100 thoughts on “7 Costly Things You’re Doing Way Too Much | The Financial Diet

  1. I literally only wash my hair if it looks oily or if I know I what it to look especially clean that day. I may wash it 2 days in a row or I may wash it 2-3 days apart that may seem gross but it’s healthier for your hair that striping it if it’s oil every day

  2. I would like to see a cost comparison of hand washing a FULL dishwasher load vs. an energy efficient model. I bet my family of 4 (plus cats and chickens) comes out ahead with the dishwasher.

  3. Lol taking a bus is not cheaper .. I have to take the bus and the sub everyday and I probably spend over 3000$ using only public transport that includes a bus sub and train

  4. It's hard not to wash your hair everyday when you live in a tropical country with 80-100% level of humidity almost everyday

  5. Have a system to keep your documents. Especially, a drawer to keep all the receipts and warranties. 5 reasons: easy returns, manuals if repair is needed, tax deduction (if any), resale, content insurance. I had to learn a lot the hard way: I once threw out a bar fridge not knowing it was just a fuse ($350 waste); But I am getting better and managed to get a $2K new mattress using the warranty for the old one.

  6. No. 4 is true around me, too many people on the roads causing congestion daily with their large SUVs with no passengers. Carpool or at least get a 2 wheeler or something…it's hard fr me to have fun drifting anywhere when there's traffic everywhere

  7. wash hair once a week! LOL Let me snuggle into my sweeties oily grimly hair. I'll certainly save money on going out with friends because I'll be a social pariah and no one will want to be seen with my greasy grossness in public. How about this: stop buying $90 bottle of hair soap and buy something cheaper.

  8. My husband’s hair it’s super oily ! Looks dirty the very next day, if I pass my hand on his hair my hand would look shiny lol He finishes a bottle every 2-3 weeks because of how much he needs to make his hair look clean

  9. You do save water and electricity by only scraping off food, not rinsing under water and filling the dishwasher machine.

    "Dishwashers use less water and energy if you use it properly. How to save both on the money and the environmental impact."

    https://translate.google.com/translate?sl=da&tl=en&u=https%3A%2F%2Ftaenk.dk%2Ftest-og-forbrugerliv%2Fhvidevarer%2Fopvaskemaskiner%2Fopvaskemaskiner-spar-vand-og-stroem

  10. Toothpaste! Don't use as much as the ad pic shows, use a pea size amount. It's not the toothpaste that is keeping your teeth healthy, it's the brushing off of plaque twice a day. Oh and don't forget to floss, very important.

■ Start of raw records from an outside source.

PR #277, opened 2026-04-05
Add uhubctl actuator provider

obbardc:
Add a new provider to integrate uhubctl and control USB hub port power.
Each configured port is registered as an actuator supporting "on" and
"off" modes, which invokes `uhubctl -l <location> -p <port> -a <on|off>`.

The provider is configured with a hub location, an optional path to the
uhubctl binary and a list of ports with descriptive names.

### DIFF
--- a/boardswarm/Dockerfile
+++ b/boardswarm/Dockerfile
@@ -33,6 +33,7 @@ LABEL org.opencontainers.image.source="https://github.com/boardswarm/boardswarm"
 RUN apt update && \
     apt install --yes \
       ca-certificates \
+      uhubctl \
       libudev1 \
     && rm -rf /var/lib/apt/lists/*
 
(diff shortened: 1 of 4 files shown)


obbardc:
I doubt that integrating this tool is the right approach, I am assuming @sjoerdsimons would rather a rust implementation :p

sjoerdsimons:
> I doubt that integrating this tool is the right approach, I am assuming @sjoerdsimons would rather a rust implementation :p

Yup calling out to things seems more of a pdudaemon thing ;) Especially as i'ts just on/off

obbardc:
> > I doubt that integrating this tool is the right approach, I am assuming @sjoerdsimons would rather a rust implementation :p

  11. Thank you for the advice, i know its not applicable to every situation but the tips made me rethink what i am doing or not doing, one of my tips is the word enough, i try to ask myself that question when i am buying things or tempted to buy it stopped me buying un necessary items cheers lv Jacquelinexxxx

  12. Schedule your grocery shopping in between other items on your to do list! That way you can't browse and walk around, especially with a time crunch and list of to buy's. Or time yourself to get in and out in ten to fifteen minutes

  13. How about ordering food and eating out? I never seen a country that does this the way Americans do. Ordering food and eating out is so common here that became the rule not the exception…

  14. I live in the country and date someone who lives 1 hour away so I do need a car, but my partner lives in a big city so when I'm visiting them we just walk everywhere or take the bus because frankly the traffic isn't worth the extra stress to us.

  15. I just had lunch and I'm very sleepy… your hair looks like elasti-girl from the incredibles :3 <3 I love it, also thanks for the advise 🙂

  16. As one with wonky hair, I've found on days I don't wash my hair, a mister bottle with water in it will reset my hair so I can start over styling without having to wash too much!

  17. i work from 8am to 5p monday to friday. so i get home by 5:30p by drive. the bus route takes 3 buses and 1.5h. so yeah bus is not an option for me.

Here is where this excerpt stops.